Democratic Gov. Jim Doyle and Sen. Herb Kohl, Republican Rep. Paul Ryan and Mayor Tom Barrett, the Democratic candidate for governor, voiced their objections to the Export-Import Bank decision, which may be irreversible since there isn't an appeals process. Doyle said he met with Hochberg to stress the importance of the mining equipment sale, which was contingent on the loan guarantees, for sustaining jobs here.

"I was absolutely stunned by their decision. It was the most shortsighted, unconscionable decision you could imagine, and I can't see any justification for it," the governor said. Doyle said he hopes the bank's decision can be reversed before India turns to China or Belarus for mining equipment.

The decision could set a precedent that would keep other nations from buying U.S. mining equipment, especially since China offers discount financing on machines built there, which puts the U.S. at a competitive disadvantage. "My discussions with the bank chairman were hardly confidence-building," Doyle said. "They really could not justify their decision except somehow, somebody told them that if the word coal is anywhere in a plan, then they can't move forward with it."

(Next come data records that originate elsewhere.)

Issue #9318, opened 2021-02-04
Add 'raise X from e' in more places


ShadowJonathan:
While working on #9279 i noticed that a lot of exceptions raised often don't re-use the exception when raising;
```py
# this
try:
  # yada
except Exception:
  raise CustomException()

# instead of this
try:
  # yada daba doo
except Exception as e:
  raise CustomException() from e
```
The latter adds more context and a longer and more detailed traceback to look at.

The request;
- Add more of these in a lot of places (either `raise X from e`, or putting them into twisted `Failure` objects that're thrown somewhere)
  - If it won't be added to the re-raised exception, put down a message why in the comment (sensitive information, etc.)

~~- (Maybe) Make it a coding policy/find a linter to enforce raised exception usage, unless explicitly suppressed.~~

ShadowJonathan:
(im putting this here as an earmark for *maybe* myself to work on this after the PR for #9279 is finished and merged (or closed))

erikjohnston:
This happens automatically most of the time, from https://docs.python.org/3/tutorial/errors.html#exception-chaining:

> Exception chaining happens automatically when an exception is raised inside an except or finally section.

Though there are a bunch of places where we have a `try/except` within an `except`, where we probably *do* want to be explicit about which exception we're chaining from (i.e. we usually want to ignore any nested exception)

ShadowJonathan:
:thinking: Hmmm, I didn't know that.

Still, I think a thorough check should be done to see the messing about with `Failure`s I see sometimes, but i'll make a separate issue for that.

Note: I still think an explicit `from e` syntax is cleaner than letting it happen automatically, especially as sometimes the actual raising of exceptions isn't that idiomatic in this codebase, but i agree it shouldnt be a "hard and fast" rule then.

ShadowJonathan:
Just checked the twisted API docs, it looks `Failure` also works with capturing current exceptions, so I won't open an issue for that, but I still personally think explicit > implicit.

PR #9320, opened 2021-02-04
Add flake8-bugbear to the test suite, resolve resulting lint errors

### LINKED ISSUE #9279: Add flake8-bugbear to the test suite
Adding the `flake8-bugbear` plugin can help us catch bugs early before they occur, adding it on the codebase produces a enormous amount of the following codes;

- `B001 Do not use bare 'except:', it also catches unexpected events like memory errors, interrupts, system exit, and so on.  Prefer 'except Exception:'.  If you're sure what you're doing, be explicit and write 'except BaseException:'.`
- `B006 Do not use mutable data structures for argument defaults.  They are created during function definition time. All calls to the function reuse this one instance of that data structure, persisting changes between them.`
- `B007 Loop control variable 'encoded_signature' not used within the loop body. If this is intended, start the name with an underscore.`
- `B008 Do not perform function calls in argument defaults.  The call is performed only once at function definition time. All calls to your function will reuse the result of that definition-time function call.  If this is intended, assign the function call to a module-level variable and use that variable as a default value.`
- `B010 Do not call setattr with a constant attribute value, it is not any safer than normal property access.`
- `B306 'BaseException.message' has been deprecated as of Python 2.6 and is removed in Python 3. Use 'str(e)' to access the user-readable message. Use 'e.args' to access arguments passed to the exception.`

I think that's reasonable to take a closer look at where bugbear notes these linting errors, as it indeed can look likely for these bugs to exist there.

ShadowJonathan:
The scope of this PR is the following;
- adding `flake8-bugbear` to the `lint` extras
- fixing all resulting `flake8` errors
- adding various small fixes in the name of explicitness; (discussed in #9318)
  - `raise X from e`
  - `Failure(e)`

PR contains some comments on areas where wider intention isn't (as) clear.

### Pull Request Checklist

Closes #9279

### DIFF
--- a/synapse/app/__init__.py
+++ b/synapse/app/__init__.py
@@ -24,7 +24,7 @@ logger = logging.getLogger(__name__)
 try:
     python_dependencies.check_requirements()
 except python_dependencies.DependencyException as e:
-    sys.stderr.writelines(e.message)
+    sys.stderr.writelines(e.message)  # noqa: B306
     sys.exit(1)
 
 
--- a/synapse/crypto/context_factory.py
+++ b/synapse/crypto/context_factory.py
@@ -191,7 +191,7 @@ def _context_info_cb(ssl_connection, where, ret):
         # ... we further assume that SSLClientConnectionCreator has set the
         # '_synapse_tls_verifier' attribute to a ConnectionVerifier object.
         tls_protocol._synapse_tls_verifier.verify_context_info_cb(ssl_connection, where)
-    except BaseException as e:  # taken from the twisted implementation
+    except Exception as e:  # taken from the twisted implementation
         logger.exception("Error during info_callback", exc_info=e)
         f = Failure(e)
         tls_protocol.failVerification(f)
--- a/synapse/crypto/context_factory.py
+++ b/synapse/crypto/context_factory.py
@@ -191,9 +191,9 @@ def _context_info_cb(ssl_connection, where, ret):
         # ... we further assume that SSLClientConnectionCreator has set the
         # '_synapse_tls_verifier' attribute to a ConnectionVerifier object.
         tls_protocol._synapse_tls_verifier.verify_context_info_cb(ssl_connection, where)
-    except:  # noqa: E722, taken from the twisted implementation
-        logger.exception("Error during info_callback")
-        f = Failure()
+    except BaseException as e:  # taken from the twisted implementation
+        logger.exception("Error during info_callback", exc_info=e)
+        f = Failure(e)
         tls_protocol.failVerification(f)
 
 
@@ -219,7 +219,7 @@ class SSLClientConnectionCreator:
         # ... and we also gut-wrench a '_synapse_tls_verifier' attribute into the
         # tls_protocol so that the SSL context's info callback has something to
         # call to do the cert verification.
-        setattr(tls_protocol, "_synapse_tls_verifier", self._verifier)
+        tls_protocol._synapse_tls_verifier = self._verifier
         return connection
 
 
--- a/synapse/federation/units.py
+++ b/synapse/federation/units.py
@@ -18,6 +18,7 @@ server protocol.
 """
 
 import logging
+from typing import Optional
 
 import attr
 
@@ -98,7 +99,7 @@ class Transaction(JsonEncodedObject):
         "pdus",
     ]
 
-    def __init__(self, transaction_id=None, pdus: list = None, **kwargs):
+    def __init__(self, transaction_id=None, pdus: Optional[list] = None, **kwargs):
         """ If we include a list of pdus then we decode then as PDU's
         automatically.
         """
--- a/synapse/federation/units.py
+++ b/synapse/federation/units.py
@@ -98,7 +98,7 @@ class Transaction(JsonEncodedObject):
         "pdus",
     ]
 
-    def __init__(self, transaction_id=None, pdus=[], **kwargs):
+    def __init__(self, transaction_id=None, pdus: list = None, **kwargs):
         """ If we include a list of pdus then we decode then as PDU's
         automatically.
         """
@@ -107,7 +107,7 @@ class Transaction(JsonEncodedObject):
         if "edus" in kwargs and not kwargs["edus"]:
             del kwargs["edus"]
 
-        super().__init__(transaction_id=transaction_id, pdus=pdus, **kwargs)
+        super().__init__(transaction_id=transaction_id, pdus=pdus or [], **kwargs)
 
     @staticmethod
     def create_new(pdus, **kwargs):
--- a/synapse/handlers/device.py
+++ b/synapse/handlers/device.py
@@ -157,7 +157,7 @@ class DeviceWorkerHandler(BaseHandler):
             # The user may have left the room
             # TODO: Check if they actually did or if we were just invited.
             if room_id not in room_ids:
-                for key, event_id in current_state_ids.items():
+                for key, _ in current_state_ids.items():
                     etype, state_key = key
                     if etype != EventTypes.Member:
                         continue
@@ -180,7 +180,7 @@ class DeviceWorkerHandler(BaseHandler):
                 log_kv(
                     {"event": "encountered empty previous state", "room_id": room_id}
                 )
-                for key, event_id in current_state_ids.items():
+                for key, _ in current_state_ids.items():
                     etype, state_key = key
                     if etype != EventTypes.Member:
                         continue
@@ -199,7 +199,7 @@ class DeviceWorkerHandler(BaseHandler):
             for state_dict in prev_state_ids.values():
                 member_event = state_dict.get((EventTypes.Member, user_id), None)
                 if not member_event or member_event != current_member_id:
-                    for key, event_id in current_state_ids.items():
+                    for key, _ in current_state_ids.items():
                         etype, state_key = key
                         if etype != EventTypes.Member:
                             continue
@@ -713,7 +713,7 @@ class DeviceListUpdater:
                 # This can happen since we batch updates
                 return
 
-            for device_id, stream_id, prev_ids, content in pending_updates:
+            for device_id, stream_id, prev_ids, _ in pending_updates:
                 logger.debug(
                     "Handling update %r/%r, ID: %r, prev: %r ",
                     user_id,
@@ -739,7 +739,7 @@ class DeviceListUpdater:
             else:
                 # Simply update the single device, since we know that is the only
                 # change (because of the single prev_id matching the current cache)
-                for device_id, stream_id, prev_ids, content in pending_updates:
+                for device_id, stream_id, _, content in pending_updates:
                     await self.store.update_remote_device_list_cache_entry(
                         user_id, device_id, content, stream_id
                     )
--- a/synapse/handlers/device.py
+++ b/synapse/handlers/device.py
@@ -157,7 +157,7 @@ class DeviceWorkerHandler(BaseHandler):
             # The user may have left the room
             # TODO: Check if they actually did or if we were just invited.
             if room_id not in room_ids:
-                for key, _ in current_state_ids.items():
+                for key in current_state_ids.keys():
                     etype, state_key = key
                     if etype != EventTypes.Member:
                         continue
@@ -180,7 +180,7 @@ class DeviceWorkerHandler(BaseHandler):
                 log_kv(
                     {"event": "encountered empty previous state", "room_id": room_id}
                 )
-                for key, _ in current_state_ids.items():
+                for key in current_state_ids.keys():
                     etype, state_key = key
                     if etype != EventTypes.Member:
                         continue
@@ -199,7 +199,7 @@ class DeviceWorkerHandler(BaseHandler):
             for state_dict in prev_state_ids.values():
                 member_event = state_dict.get((EventTypes.Member, user_id), None)
                 if not member_event or member_event != current_member_id:
-                    for key, _ in current_state_ids.items():
+                    for key in current_state_ids.keys():
                         etype, state_key = key
                         if etype != EventTypes.Member:
                             continue
--- a/synapse/http/proxyagent.py
+++ b/synapse/http/proxyagent.py
@@ -14,6 +14,7 @@
 # limitations under the License.
 import logging
 import re
+from typing import Optional
 
 from zope.interface import implementer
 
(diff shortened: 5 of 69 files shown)


tests/rest/client/v1/utils.py
```diff
@@ -184,7 +184,13 @@ def send(self, room_id, body=None, txn_id=None, tok=None, expect_code=200):
         )
 
     def send_event(
-        self, room_id, type, content={}, txn_id=None, tok=None, expect_code=200
+        self,
+        room_id,
+        type,
+        content: Optional[dict] = None,
```
ShadowJonathan, line 190: Temporary, It isn't clear if this is `dict` or `Optional[dict]`, because a `None` could've been passed through, which would've then serialised below via `json.dumps` into `null`.

Is this type correct or not? (I'll edit this snippet to adjust)

tests/rest/client/v2_alpha/test_relations.py
```diff
@@ -628,7 +629,7 @@ def _send_relation(
         relation_type,
         event_type,
         key=None,
-        content={},
+        content: Optional[dict] = None,
```
ShadowJonathan, line 632: In the docstring below, `content` is possibly `None`, however the default value was always `{}` instead of `None`, should something be changed about this (the type, the docstring, etc.), or is this fine just as it is annotated right now?

synapse/util/async_helpers.py
```diff
@@ -485,8 +485,8 @@ def time_it_out():
 
         try:
             deferred.cancel()
-        except:  # noqa: E722, if we throw any exception it'll break time outs
-            logger.exception("Canceller failed during timeout")
+        except BaseException as e:  # if we throw any exception it'll break time outs
```
ShadowJonathan, line 488: Was `BaseException` always intended to be caught, or should it be `Exception`?

synapse/crypto/context_factory.py
```diff
@@ -191,9 +191,9 @@ def _context_info_cb(ssl_connection, where, ret):
         # ... we further assume that SSLClientConnectionCreator has set the
         # '_synapse_tls_verifier' attribute to a ConnectionVerifier object.
         tls_protocol._synapse_tls_verifier.verify_context_info_cb(ssl_connection, where)
-    except:  # noqa: E722, taken from the twisted implementation
-        logger.exception("Error during info_callback")
-        f = Failure()
+    except BaseException as e:  # taken from the twisted implementation
```
ShadowJonathan, line 194: Was `BaseException` always intended to be caught, or should it be `Exception`?

synapse/logging/context.py
```diff
@@ -683,10 +684,10 @@ def run_in_background(f, *args, **kwargs):
     current = current_context()
     try:
         res = f(*args, **kwargs)
-    except:  # noqa: E722
+    except BaseException as e:
```
ShadowJonathan, line 687: Was `BaseException` always intended to be caught, or should it be `Exception`?

tests/util/test_logcontext.py
```diff
@@ -75,8 +75,8 @@ def check_logcontext():
             try:
                 self.assertIs(current_context(), sentinel_context)
                 d2.callback(None)
-            except BaseException:
-                d2.errback(twisted.python.failure.Failure())
+            except BaseException as e:
```
ShadowJonathan, line 78: Was `BaseException` always intended to be caught, or should it be `Exception`?

ShadowJonathan (commented):
Left some comments where I need some input.

ShadowJonathan:
(Post-PR) Per #9279 I also mentioned `B90`, which is a subclass of "opinionated" linting violations from bugbear, as of commit 3ef7c6c, the following violations are reported;
```
synapse/rest/media/v1/_base.py:289:1: B903 Data class should either be immutable or use __slots__ to save memory. Use collections.namedtuple to generate an immutable class, or enumerate the attributes in a __slot__ declaration in the class to leave attributes mutable.
synapse/config/appservice.py:38:33: B902 Invalid first argument 'cls' used for instance method. Use the canonical first argument name in methods, i.e. self.
synapse/config/api.py:35:33: B902 Invalid first argument 'cls' used for instance method. Use the canonical first argument name in methods, i.e. self.
synapse/config/tracer.py:50:33: B902 Invalid first argument 'cls' used for instance method. Use the canonical first argument name in methods, i.e. self.
synapse/config/_base.py:34:1: B903 Data class should either be immutable or use __slots__ to save memory. Use collections.namedtuple to generate an immutable class, or enumerate the attributes in a __slot__ declaration in the class to leave attributes mutable.
synapse/replication/http/_base.py:129:36: B902 Invalid first argument **kwargs used for instance method. Use the canonical first argument name in methods, i.e. self.
tests/test_visibility.py:147:9: B901 Using `yield` together with `return x`. Use native `async def` coroutines or put a `# noqa` comment on this line if this was intentional.
tests/test_visibility.py:173:9: B901 Using `yield` together with `return x`. Use native `async def` coroutines or put a `# noqa` comment on this line if this was intentional.
tests/test_visibility.py:196:9: B901 Using `yield` together with `return x`. Use native `async def` coroutines or put a `# noqa` comment on this line if this was intentional.
tests/storage/test_state.py:77:9: B901 Using `yield` together with `return x`. Use native `async def` coroutines or put a `# noqa` comment on this line if this was intentional.
tests/test_utils/html_parsers.py:52:15: B902 Invalid first argument '_' used for instance method. Use the canonical first argument name in methods, i.e. self.
tests/rest/media/v1/test_url_preview.py:97:17: B902 Invalid first argument '_self' used for instance method. Use the canonical first argument name in methods, i.e. self.
tests/rest/client/test_transactions.py:49:13: B901 Using `yield` together with `return x`. Use native `async def` coroutines or put a `# noqa` comment on this line if this was intentional.
tests/util/caches/test_descriptors.py:231:21: B901 Using `yield` together with `return x`. Use native `async def` coroutines or put a `# noqa` comment on this line if this was intentional.
```

These aren't taken into account with how the linter is currently set up, for that i need to manually `select=` them via `setup.cfg`, which I might want to do in another PR.

ShadowJonathan:
(also before anyone comments on it, no, i cant make this PR smaller (than 200 lines), because i have to both add flake8-bugbear *and* fix all the small problems that pop up while going over the new linting suite errors)

tests/rest/client/v2_alpha/test_relations.py
ShadowJonathan: Test failures show that this should be `= {}`, docstring below is just what you can put in, which makes sense, i guess.

tests/rest/client/v1/utils.py
clokep: If it can be `None` (which this obviously can due to the default value) then it should be `Optional[dict]`.

clokep:
@ShadowJonathan When doing large repetitive changes like this it can help to do one of the following:

* Do not enable all of the checks at once and do them in separate PRs.
* Make the fixes in separate commits which clearly state what each commit is fixing ("Do not use mutable default arguments.", etc.)

Also note that a PR above a couple of hundred lines of diff generally takes much longer to review. Small PRs are better!

tests/rest/client/v1/utils.py
ShadowJonathan: The default value before was `{}`, bugbear bugged (heh) about this because `{}` is mutable and instantiated at compile-time, which can bring bugs, i changed it to `None` here to then do `content or {}` below, which effectively re-defaults `{}` for this parameter.

The question is; Should it? (`content or {}`), because before someone could still explicitly pass a `None` value, i'm just sanity-checking here if someone *should* pass a `None` value here at all, and so the annotation should be `dict` instead of `Optional[dict]` (because it's either the defaulted `{}` or another dict value, not and never `None`)

ShadowJonathan:
I *could* do this if there was a `select=` key for `flake8` in `setup.cfg`, which makes me able to enable sub-categories for each of the checks and then create PRs for each, but right now i'd rather want to present this one (which will take a second, which is fine for me) instead of making the `select=` PR first and then waiting for that one before making and chopping up this one.

(The problem is is that i cant "enable just some of the checks", `flake8` works either based on defaults with `ignore`d checks, or `select`ed checks (together with `ignore`d ones). 

I *could* make PRs that in parallel that have every other category explicitly `ignore`d other than the one that the PR is for, but that'd create a mess (you'd have to merge `ignore=B001,B002` with `ignore=B002,B003`, and then do this again with `ignore=B001,B003`. I could rebase every PR when previous ones are merged, but that'd be tedious and confusing, y'all have already indicated you don't want rebased PRs without reason.

Finally I could also then just bring those "small fix PRs" in serial, but that'd take a while to be fixed, i'd have to keep track of every separated change locally (which may slowly become out of date), and a bunch of other stuff that's just plain overhead.

If the `select=` was present, then i could just do `select=...,B001`, `select=...,B002`, `select=...,B003` PRs, which then are able to be merged together more nicely (`select=...,B001,B002`), and when done, a final PR could make it just the broad `B` category, but alas.)

TL;DR: Next time I'll make sure the small changes are better able to be applied into seperate PRs. :+1:

tests/rest/client/v1/utils.py
clokep: I don't believe that `None` is a valid value there.

synapse/util/async_helpers.py
clokep: These can probably all be `Exception`.

synapse/handlers/device.py
```diff
@@ -157,7 +157,7 @@ async def get_user_ids_changed(
             # The user may have left the room
             # TODO: Check if they actually did or if we were just invited.
             if room_id not in room_ids:
-                for key, event_id in current_state_ids.items():
+                for key, _ in current_state_ids.items():
```
clokep, line 160: Looks like this could also use `current_state_Ids.keys()`.

synapse/federation/units.py
```diff
@@ -98,7 +98,7 @@ class Transaction(JsonEncodedObject):
         "pdus",
     ]
 
-    def __init__(self, transaction_id=None, pdus=[], **kwargs):
+    def __init__(self, transaction_id=None, pdus: list = None, **kwargs):
```
clokep, line 101: In general when we have an option which does not need to be provided It should be set to a type of `Optional[foo]`. There's quite a few place that this should be updated in this PR.

synapse/app/__init__.py
```diff
@@ -24,7 +24,7 @@
 try:
     python_dependencies.check_requirements()
 except python_dependencies.DependencyException as e:
-    sys.stderr.writelines(e.message)
+    sys.stderr.writelines(e.message)  # noqa: B306
```
clokep, line 27: Should we update this to be `str(e)`?

synapse/handlers/device.py
ShadowJonathan: oh whoops, i did that a few more times, i didn't see this was an `.items` call, good catch :+1:

synapse/http/proxyagent.py
```diff
@@ -64,7 +64,7 @@ def __init__(
         self,
         reactor,
         proxy_reactor=None,
-        contextFactory=BrowserLikePolicyForHTTPS(),
+        contextFactory: BrowserLikePolicyForHTTPS = None,
```
clokep, line 67: This is the in wrong type, it should be `IPolicyForHTTPS`, I think.

synapse/app/__init__.py
ShadowJonathan: `DependencyException.message` is actually a property that formats it properly, thus the noqa, this is in a few other places too

synapse/federation/units.py
ShadowJonathan: If you could point that out, that'd be helpful, because I think otherwise i'd break some expectations, and i dont have a full knowledge where i can and where i cant

clokep: Everywhere it defaults to `None` should be `Optional` IMO.

ShadowJonathan: they defaulted to mutable constructors (`{}`, `[]`) before, so i assume they werent meant to be optional, but should i make it so?

clokep: That pretty much meant you did not need to provide it, we're now making that equivalent to `None`, so they're optional, yes.

synapse/http/proxyagent.py
ShadowJonathan: I'll also make it `Optional`

clokep:
Overall I like the direction this is heading; would you mind restructuring it so it's easier to review?

I think that many of the changes in here are good (I'm especially happy to see the change to stop using mutable input arguments), but this PR tries to do too many unrelated things and it hinders discussion of individual changes. I'm going to close this so that we can start afresh.

In particular I'm afraid of introducing regressions and it being difficult to bisect exactly what caused it. I would suggest splitting this work up into smaller pieces. A few ways this could be done:

## Strategy 1

* Split up the PR into separate types of changes (e.g. one for the mutable input arguments, one for using `keys()` instead of `items()`, etc.), this could be done by running `flake8-bugbear` locally and fixing the issues.
* After those have been merged, introduce `flake8-bugbear` and enable it. This might involve fixing some minor discrepancies that occurred in the meantime.

Depending on the size of each of the changes, some of them could be grouped together if each change is in separate commit with a clear commit message.

## Strategy 2

* Introduce `flake8-bugbear` and disable most of the checks.
* Fix the issues found and create a new PR (essentially a scaled down version of this).
* Create subsequent PRs (in series or in parallel) that fix remaining issues.

This will cause conflicts, but they will be easy to fix since it is just the single line of which checks are enabled. As with above, some of the changes could be grouped if they're done in separate commits.

ShadowJonathan:
I'm going to take a variant of strategy 2; i'll create a PR (like [mentioned before](https://github.com/matrix-org/synapse/pull/9320#issuecomment-773410951)) that'll explicitly enable checks in `setup.cfg` (on separate lines), once that's merged, i'll create a few PRs that all individually enable checks on `bugbear` and then also subsequently resolve their issues, i'll lead this with a PR that'll add `flake8-bugbear` to the dependencies, and enable the checks that do not cause issues. I'll trail the induvidual PRs with a final PR that'll condensate the `B001,B002,B003` into just `B` and the like.

Does that sound good?

clokep:
I think that sounds reasonable! Thanks for being understanding!

ShadowJonathan:
(note to self; make tracker issue from it)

"By rejecting the Bucyrus proposal, the bank has guaranteed companies who care little for carbon emissions in Russia or China will get these jobs. These are the common-sense arguments I will make to the bank to reverse this awful decision. And they are points I'll personally share with the president when he is in Wisconsin this week," Barrett added.

Ryan said he was angered by the "slippery explanation" given by the Export-Import Bank for denying the loan guarantees.

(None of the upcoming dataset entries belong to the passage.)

PR #9326, opened 2021-02-04
Share the code for handling required attributes between CAS & SAML.

clokep:
CAS & SAML had very similar (almost identical) code for handling required attributes from the response. Also adds tests! Should be easy to add to OIDC in the future if necessary.

I think this was the last piece of code to abstract between the various SSO implementations.


richvdh (approved):
lgtm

"This is an ominous preview of the economic damage from Washington's environmental overreach. Should they fail to overturn this decision, the administration is sending a clear signal to the Midwest that political ideology is a higher priority than the livelihoods of Wisconsin families," Ryan said.

"I am a green-energy guy," Doyle said. "But I also understand that we need coal as a major source of energy. What that means is, we need to develop and support the technologies and businesses that are involved in the production of energy from clean coal. Bucyrus is one of those businesses."

So what reason could the administration have for putting people out of work when doing so accomplishes nothing? Does Mr. Obama even care about the suffering his hostility to fossil fuels is causing? Does it not matter to him that he's, in effect, sending American jobs overseas, something for which he and other Democrats volubly criticized President Bush? If it does matter to him, I think he needs to give us an explanation as to how these decisions are really in the best interest of both the environment and the American people, because it's certainly not obvious that they are, and if it doesn't matter to him then the American people need to know that as well.